:: Data provided

PR #8487, opened 2023-06-02
fix bgp speaker connection unstable issue

jcaiMR:
### Description of PR
When setup bgp speaker session on m0/t0, current code choose ptf ports and configure ip with same subnets in Vlan scope. This will cause network connection issue when PTF send layer 3 packets to DUT. This PR fix this issue on single tor t0 and m0.

Summary:
Fixes unstable bgp speaker connection issue.

### Type of change

- [x] Bug fix

### Back port request
- [ ] 201911
- [x] 202012
- [x] 202205

We use PTF to simulator DUT VLAN interface (192.168.0.1/23) neighbor, and on PTF we config:
ifconfig eth1 192.168.0.3 netmask 255.255.254.0  
ifconfig eth2 192.168.0.4 netmask 255.255.254.0  

This will generate two connected route on PTF: 
192.168.0.0/23 dev eth1 proto kernel scope link src 192.168.0.3  
192.168.0.0/23 dev eth2 proto kernel scope link src 192.168.0.4  
Then traffic to VLAN interface 192.168.0.1 will always match first connect route (5 tuple ECMP). 

So in DUT FDB table, arp entry 192.168.0.3/192.168.0.4 actually point to same FDB entry (port eth1, mac eth1 mac) after PTF interface send layer3 packets to DUT, and traffic to 192.168.0.4/3 will all redirect to eth1. And 192.168.0.4 became unreachable in this case.

Related test case are test_bgp_update_timing.py
test_bgp_slb.py also use the same method but it only has one neighbor, so no issue at this monment.

#### How did you do it?
Follow the method used in test_bgp_dual_asn.py, when simulator bgp speaker, use random select  one PTF interface but configure multiple IPs on the interface by ip route add.
Note, this fi only for single tor, will raise another PR for dual-tor.

Also fix an python2/3 format issue on t1.

Try test_bgp_update_timing.py on single tor.

### DIFF
--- a/tests/bgp/conftest.py
+++ b/tests/bgp/conftest.py
@@ -7,6 +7,7 @@ import netaddr
 import pytest
 import random
 import re
+import six
 import socket
 
 from jinja2 import Template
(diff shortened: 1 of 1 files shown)


StormLiangMS (approved):
Very good finding and excellent write up!

PR #8503, opened 2023-06-06
Improve devutils to specify output file

wangxin:
### Description of PR

Summary:
Fixes # (issue)

### Type of change

- [ ] Bug fix

### Back port request
- [ ] 201911
- [ ] 202012
- [ ] 202205

The devutils tool supports output content in json. To save the json format output content to a file, we can run the command and redirect the output content to a file. However, the libraries called by this tool may generate some error messages to stdout. Those error messages may be redirected to the json file too. Then the saved json file could be invalid and cause subsequent parsing issue.

#### How did you do it?
This change enhanced the devutils script to support specifying an output file. Only valid content will be saved to the output file. Error messages will only be sent to console.

When the new argument is not specified, behavior of the devutils tool remains the same.

Test run the script with and without `-o` argument.

### DIFF
--- a/ansible/devutils
+++ b/ansible/devutils
@@ -145,12 +145,21 @@ def get_console_info(hostname, attrs):
     return console_info
 
 
-def show_data_output(header, data, json_output=False):
+def show_data_output(header, data, json_output=False, output_file=None):
     if json_output:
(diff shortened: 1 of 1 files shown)


wsycqyz (approved):
LGTM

::::

## Brief
Tally the lines in the entries above that hold the word "conftest". Reply with nothing but that count.

## Answer to this task
2